_WHAT YOU SHOULD DO_:
Type out every line of the data again, exactly.

_EXERCISE INPUTS_:
BEGIN
PR #78, opened 2018-08-12
Reduce the execution path to speed up performance

Nyholm:
screen shot 2018-08-11 at 14 55 36

See tests here https://github.com/Nyholm/http-client-benchmark


Zegnat:
Several functions in here have not been “rooted” (e.g. `is_numeric` rather than `\is_numeric`) while #75 shows they should be … did we ever get some consensus on this?

What tool did you use in that screenshot? I was recently looking for some benchmarking tools for [a different project](https://github.com/indieweb/php-mf2).

Code looks good and seems like it does exactly what the old code did. So :+1: on merge from me.

Nyholm:
They should be rooted. 

I use blackfire. That is a great tool =)

I'll merge this and make sure to rebase #75.

PR #84, opened 2018-08-31
Handle fopen failing in createStreamFromFile: throw a RuntimeException.

Zegnat:
I noticed this because of Nyholm/psr7-server#20. It looked like we were assuming `fopen` to always succeed rather than checking, this would even leek the PHP E_WARNING to the end-user.

This PR will suppress the E_WARNING (even the PHP manual tells us we might want to do that) and explicitly check for failure. If the file couldn’t be opened, it throws a `RuntimeException` in accordance with the PSR-17 definition.

### DIFF
--- a/src/Factory/Psr17Factory.php
+++ b/src/Factory/Psr17Factory.php
@@ -30,7 +30,12 @@ final class Psr17Factory implements RequestFactoryInterface, ResponseFactoryInte
 
     public function createStreamFromFile(string $filename, string $mode = 'r'): StreamInterface
     {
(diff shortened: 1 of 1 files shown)


Zegnat:
This PR does not include any tests, because we do not include any factory tests with this library. Instead we rely on [shared http-interop tests](https://github.com/http-interop/http-factory-tests). I have opened an issue there to track further work on testing StreamFactory exceptions: http-interop/http-factory-tests#35.

Zegnat:
PR for tests has been created: http-interop/http-factory-tests#36.

PR #90, opened 2018-09-15
Pattern readability

rancoud:
For better readability, I extract the regex to the top of the class in two static properties like in `Uri`


Nyholm:
Thank you for this PR.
END
_EXERCISE RESULT_:
PR #78, opened 2018-08-12
Reduce the execution path to speed up performance

Nyholm:
screen shot 2018-08-11 at 14 55 36

See tests here https://github.com/Nyholm/http-client-benchmark


Zegnat:
Several functions in here have not been “rooted” (e.g. `is_numeric` rather than `\is_numeric`) while #75 shows they should be … did we ever get some consensus on this?

What tool did you use in that screenshot? I was recently looking for some benchmarking tools for [a different project](https://github.com/indieweb/php-mf2).

Code looks good and seems like it does exactly what the old code did. So :+1: on merge from me.

Nyholm:
They should be rooted. 

I use blackfire. That is a great tool =)

I'll merge this and make sure to rebase #75.

PR #84, opened 2018-08-31
Handle fopen failing in createStreamFromFile: throw a RuntimeException.

Zegnat:
I noticed this because of Nyholm/psr7-server#20. It looked like we were assuming `fopen` to always succeed rather than checking, this would even leek the PHP E_WARNING to the end-user.

This PR will suppress the E_WARNING (even the PHP manual tells us we might want to do that) and explicitly check for failure. If the file couldn’t be opened, it throws a `RuntimeException` in accordance with the PSR-17 definition.

### DIFF
--- a/src/Factory/Psr17Factory.php
+++ b/src/Factory/Psr17Factory.php
@@ -30,7 +30,12 @@ final class Psr17Factory implements RequestFactoryInterface, ResponseFactoryInte
 
     public function createStreamFromFile(string $filename, string $mode = 'r'): StreamInterface
     {
(diff shortened: 1 of 1 files shown)


Zegnat:
This PR does not include any tests, because we do not include any factory tests with this library. Instead we rely on [shared http-interop tests](https://github.com/http-interop/http-factory-tests). I have opened an issue there to track further work on testing StreamFactory exceptions: http-interop/http-factory-tests#35.

Zegnat:
PR for tests has been created: http-interop/http-factory-tests#36.

PR #90, opened 2018-09-15
Pattern readability

rancoud:
For better readability, I extract the regex to the top of the class in two static properties like in `Uri`


Nyholm:
Thank you for this PR.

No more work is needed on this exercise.